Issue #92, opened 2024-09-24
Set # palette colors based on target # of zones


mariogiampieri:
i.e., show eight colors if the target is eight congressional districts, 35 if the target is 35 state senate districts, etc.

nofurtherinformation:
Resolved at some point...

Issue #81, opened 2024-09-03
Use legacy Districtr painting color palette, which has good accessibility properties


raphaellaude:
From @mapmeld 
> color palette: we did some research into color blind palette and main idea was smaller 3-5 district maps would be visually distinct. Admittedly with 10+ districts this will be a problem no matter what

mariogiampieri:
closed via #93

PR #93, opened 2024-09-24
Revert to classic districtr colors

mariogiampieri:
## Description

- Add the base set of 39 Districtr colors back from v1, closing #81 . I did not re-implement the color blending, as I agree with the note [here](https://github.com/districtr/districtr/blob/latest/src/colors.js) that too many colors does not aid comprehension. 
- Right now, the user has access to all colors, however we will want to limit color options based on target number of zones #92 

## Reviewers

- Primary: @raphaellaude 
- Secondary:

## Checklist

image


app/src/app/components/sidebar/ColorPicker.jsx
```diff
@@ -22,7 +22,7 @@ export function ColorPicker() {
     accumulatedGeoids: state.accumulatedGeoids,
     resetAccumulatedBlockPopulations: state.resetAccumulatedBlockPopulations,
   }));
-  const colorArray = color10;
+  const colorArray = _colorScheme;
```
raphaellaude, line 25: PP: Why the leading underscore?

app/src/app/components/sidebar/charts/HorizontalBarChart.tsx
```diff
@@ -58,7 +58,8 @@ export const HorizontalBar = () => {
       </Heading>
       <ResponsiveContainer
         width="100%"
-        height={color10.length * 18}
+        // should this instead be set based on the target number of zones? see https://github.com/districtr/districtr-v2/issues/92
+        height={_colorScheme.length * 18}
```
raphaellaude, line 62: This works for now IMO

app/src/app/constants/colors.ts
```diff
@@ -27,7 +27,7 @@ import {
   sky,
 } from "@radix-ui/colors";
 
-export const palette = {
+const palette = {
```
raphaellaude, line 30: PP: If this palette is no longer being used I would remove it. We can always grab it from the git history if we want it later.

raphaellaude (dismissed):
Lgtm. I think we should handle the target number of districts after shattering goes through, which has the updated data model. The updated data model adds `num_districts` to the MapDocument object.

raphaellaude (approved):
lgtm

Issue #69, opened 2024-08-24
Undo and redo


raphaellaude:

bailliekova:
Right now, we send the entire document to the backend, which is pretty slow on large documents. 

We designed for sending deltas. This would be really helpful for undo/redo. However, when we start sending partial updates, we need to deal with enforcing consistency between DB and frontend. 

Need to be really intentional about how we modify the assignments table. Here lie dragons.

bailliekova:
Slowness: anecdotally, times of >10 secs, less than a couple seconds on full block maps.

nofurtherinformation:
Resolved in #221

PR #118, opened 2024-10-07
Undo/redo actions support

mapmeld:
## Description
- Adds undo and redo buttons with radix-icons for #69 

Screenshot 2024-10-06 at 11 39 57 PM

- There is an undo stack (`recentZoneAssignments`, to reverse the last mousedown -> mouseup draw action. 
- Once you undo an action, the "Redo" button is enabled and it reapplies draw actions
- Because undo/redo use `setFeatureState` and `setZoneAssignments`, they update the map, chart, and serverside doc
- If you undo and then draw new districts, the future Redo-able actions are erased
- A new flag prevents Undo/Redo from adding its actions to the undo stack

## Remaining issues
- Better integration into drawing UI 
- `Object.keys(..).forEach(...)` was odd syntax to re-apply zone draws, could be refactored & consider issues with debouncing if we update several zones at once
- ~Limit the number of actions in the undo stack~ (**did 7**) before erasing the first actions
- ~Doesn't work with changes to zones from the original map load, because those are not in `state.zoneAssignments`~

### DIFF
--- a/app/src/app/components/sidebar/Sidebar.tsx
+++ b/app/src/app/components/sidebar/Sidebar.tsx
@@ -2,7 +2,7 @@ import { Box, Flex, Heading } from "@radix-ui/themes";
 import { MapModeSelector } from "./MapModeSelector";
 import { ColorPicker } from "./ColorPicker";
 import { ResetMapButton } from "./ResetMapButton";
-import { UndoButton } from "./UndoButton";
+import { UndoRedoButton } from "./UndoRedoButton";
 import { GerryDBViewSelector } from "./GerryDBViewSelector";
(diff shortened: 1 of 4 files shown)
──────
Using the entries above, output exactly the lines between the line holding "- ~Doesn't work" and the line holding "Box, Flex, Heading", end lines included, and nothing more.

- ~Doesn't work with changes to zones from the original map load, because those are not in `state.zoneAssignments`~

### DIFF
--- a/app/src/app/components/sidebar/Sidebar.tsx
+++ b/app/src/app/components/sidebar/Sidebar.tsx
@@ -2,7 +2,7 @@ import { Box, Flex, Heading } from "@radix-ui/themes";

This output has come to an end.